Ingredients
14 servings
- •3 cups cubed bread
- •2 cups white sugar
- •2 cups half-and-half
- •5 large eggs, beaten
- •2 teaspoons pure vanilla extract
- •½ cup raisins
- •1 cup packed light brown sugar
- •½ stick unsalted butter, softened
- •1 cup white sugar
- •1 stick unsalted butter, melted
- •1 large egg, beaten
- •2 teaspoons pure vanilla extract
- •¼ cup rum
Instructions
- Scatter bread on a rimmed baking sheet in a single layer. Place inside a cold oven with the light on for 8 hours to overnight. Remove from the oven.
- Preheat the oven to 350 degrees F (175 degrees C). Grease a 9x13-inch pan.
- Mix sugar, half-and-half, and eggs together in a large bowl. Mix in vanilla. Add bread cubes and let sit until liquid is absorbed, 2 to 3 minutes. Stir in raisins. Pour into the prepared pan.

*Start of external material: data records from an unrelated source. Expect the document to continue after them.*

PR #111, opened 2024-02-13
Fix UTF8 in JS getChar

pikatchu:
The way getChar was implemented in JS was not matching the native implementation. The native version return a codepoint, the JS version was supposed to do the same (using a construction called .codePointAt), but it was not working on some utf8 encoded examples (for reasons that I don't understand).

This diff mimics the logic that we have natively. It would be probably worth revisiting at some point, because it would be nicer to use JS primitives to do the work, but it's not urgent. Let's fix our JS first.

The diff also includes tests on utf8 strings to make sure we don't regress.

### DIFF
--- a/prelude/ts/src/sk_types.ts
+++ b/prelude/ts/src/sk_types.ts
@@ -197,14 +197,32 @@ export interface WasmSupplier {
 }
 
 function utf8Encode(str: string): Array<number> {
-  const codePoints = new Array();
+  const utf8 = new Array();
 
-  for (const char of str) {
-    const codePoint = char.codePointAt(0);
-    codePoints.push(codePoint);
+  for (let i = 0; i < str.length; i++) {
+    let charcode = str.charCodeAt(i);
+
+    if (charcode < 0x80) {
+      utf8.push(charcode);
+    } else if (charcode < 0x800) {
+      utf8.push((charcode >> 6) | 0xc0);
+      utf8.push((charcode & 0x3f) | 0x80);
+    } else if (charcode < 0xd800 || charcode >= 0xe000) {
+      utf8.push((charcode >> 12) | 0xe0);
+      utf8.push(((charcode >> 6) & 0x3f) | 0x80);
+      utf8.push((charcode & 0x3f) | 0x80);
+    } else {
+      // surrogate pair
+      i++;
+      charcode = 0x10000 + (((charcode & 0x3ff) << 10) | (str.charCodeAt(i) & 0x3ff));
+      utf8.push((charcode >> 18) | 0xf0);
+      utf8.push(((charcode >> 12) & 0x3f) | 0x80);
+      utf8.push(((charcode >> 6) & 0x3f) | 0x80);
+      utf8.push((charcode & 0x3f) | 0x80);
+    }
   }
 
-  return codePoints;
+  return utf8;
 }
 
 export class Utils {
--- a/sql/ts/tests/tests.ts
+++ b/sql/ts/tests/tests.ts
@@ -1607,6 +1607,56 @@ export const tests = (asWorker: boolean) => {
         expect(res).toMatch(/^CREATE VIRTUAL VIEW v1/);
       },
     },
+    {
+      name: n("UTF8", asWorker),
+      fun: async (skdb: SKDB) => {
+        await skdb.exec("create table t1 (a TEXT);");
+        let objects = [
+          {data:"x\u2019s re"},
+          {data:"y\u2013 1"},
+          {data:"z\u00ae b"},
+          {data:"\u00c3\u00a9al P"},
+          {data:" \u2022 T"}
+        ];
+        for(let i in objects) {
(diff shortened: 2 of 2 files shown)


prelude/ts/src/sk_types.ts
```diff
@@ -197,14 +197,32 @@ export interface WasmSupplier {
 }
 
 function utf8Encode(str: string): Array<number> {
-  const codePoints = new Array();
-
-  for (const char of str) {
-    const codePoint = char.codePointAt(0);
```
jberdine, line 203: I'm not an expert, but I thought that "code point" in JS is a term that refers to a 16-bit integer, e.g. that could be an element of a UTF-16 sequence. And so explicitly getting UTF8 "code units" requires some other library / manual coding.

prelude/ts/src/sk_types.ts
```diff
@@ -197,14 +197,32 @@ export interface WasmSupplier {
...
+      utf8.push((charcode & 0x3f) | 0x80);
+    } else {
+      // surrogate pair
+      i++;
+      charcode = 0x10000 + (((charcode & 0x3ff) << 10) | (str.charCodeAt(i) & 0x3ff));
+      utf8.push((charcode >> 18) | 0xf0);
+      utf8.push(((charcode >> 12) & 0x3f) | 0x80);
+      utf8.push(((charcode >> 6) & 0x3f) | 0x80);
+      utf8.push((charcode & 0x3f) | 0x80);
+    }
```
jberdine, line 222: I don't understand why we use arithmetic operations in Char.utf8encode and bitwise operations here, but the functionality looks the same to me (assuming JS has sane semantics of bitwise ops).

jberdine (approved):
LGTM

prelude/ts/src/sk_types.ts
beauby: It's surprising that this is failing, as `for (... of ...)` + `codePointAt(0)` seems to be documented as working?

jberdine: Looking [here](https://developer.mozilla.org/en-US/docs/Web/JavaScript/Reference/Global_Objects/String/codePointAt) it seems clear that the returned "code points" are not bytes, but decode UTF-16 into (21-bit?) integers. On the other hand, [charCodeAt](https://developer.mozilla.org/en-US/docs/Web/JavaScript/Reference/Global_Objects/String/charCodeAt) just gives the 16-bit int elements of a UTF-16 sequence, and leaves the decoding of the use of 1 or 2 of them per code point to the caller. Neither does anything to get to a UTF-8 byte sequence. I suppose that the decoding of UTF-16 surrogate pairs into a single number could be done with `codePointAt` and then that single int converted into 1-4 bytes manually in a way similar to the code in this PR. Either approach seems fine to me, not sure whether to prefer one over another.

pikatchu:
Thanks guys!

prelude/ts/src/sk_types.ts
gregsexton: > I'm not an expert, but I thought that "code point" in JS is a term that refers to a 16-bit integer, e.g. that could be an element of a UTF-16 sequence. And so explicitly getting UTF8 "code units" requires some other library / manual coding.

A code unit is one or more bytes in a character encoding (utf-8 and utf-16 are examples of char encodings. JS uses utf-16 internally for strings) that encode a (almost always unicode) code point. One or more code points are assembled together to actually get a glyph that is rendered to screen. utf-8 uses up to 4 bytes to represent a code point (historically 6 but that was deprecated) and utf-16 uses 1 or 2 (99% sure on this, it's been quite a while since I worked closely with utf-16).

gregsexton: > Looking [here](https://developer.mozilla.org/en-US/docs/Web/JavaScript/Reference/Global_Objects/String/codePointAt) it seems clear that the returned "code points" are not bytes, but decode UTF-16 into (21-bit?) integers.

Code points are never bytes. There are too many. There are roughly a million defined by unicode, so 21 bits sounds about right.

> On the other hand, [charCodeAt](https://developer.mozilla.org/en-US/docs/Web/JavaScript/Reference/Global_Objects/String/charCodeAt) just gives the 16-bit int elements of a UTF-16 sequence, and leaves the decoding of the use of 1 or 2 of them per code point to the caller. Neither does anything to get to a UTF-8 byte sequence. I suppose that the decoding of UTF-16 surrogate pairs into a single number could be done with codePointAt and then that single int converted into 1-4 bytes manually in a way similar to the code in this PR.

To go from utf-16 to utf-8, you need to scan the byte sequence and convert to a code point and then back to a utf-8 representation of the code point.

gregsexton:
> It would be probably worth revisiting at some point, because it would be nicer to use JS primitives to do the work, but it's not urgent. Let's fix our JS first.

I pulled this down and played around. #113 seems to work for me locally. I'll check CI. LMK if you have concerns.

- Mix brown sugar and butter for topping together in a small bowl until crumbly. Sprinkle over the bread mixture.
- Bake in the preheated oven until set, 35 to 45 minutes.
- While the bread pudding is baking, prepare rum sauce: stir sugar, melted butter, egg, and vanilla together in a saucepan over medium heat. Stir until sugar melts. Add rum and stir until well combined.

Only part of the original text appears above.